Project description:Barley (Hordeum vulgare) is an established model to study domestication of the Fertile Crescent cereals. Recent molecular data suggested that domesticated barley genomes consist of the ancestral blocks descending from multiple wild barley populations. However, the relationship between the mosaic ancestry patterns and the process of domestication itself remained unclear. To address this knowledge gap, we identified candidate domestication genes using selection scans based on targeted resequencing of 433 wild and domesticated barley accessions. We conducted phylogenetic, population structure, and ancestry analyses to investigate the origin of the domesticated barley haplotypes separately at the neutral and candidate domestication loci. We discovered multiple selective sweeps that occurred on all barley chromosomes during domestication in the background of several ancestral wild populations.
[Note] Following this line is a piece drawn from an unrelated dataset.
PR #2464, opened 2020-05-19
Add .browserslist.rc

shrinktofit:
This PR adds a new file `.browserslistrc` which provides information about the [browserslist](https://github.com/browserslist/browserslist) query.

The ancestry analyses demonstrated that, although the ancestral blocks of the domesticated barley genomes were descended from all over the Fertile Crescent, the candidate domestication loci originated specifically in its eastern and western parts. These findings provided the first molecular evidence implicating multiple wild or protodomesticated lineages in the process of barley domestication initiated in the Levantine and Zagros clusters of the origin of agriculture.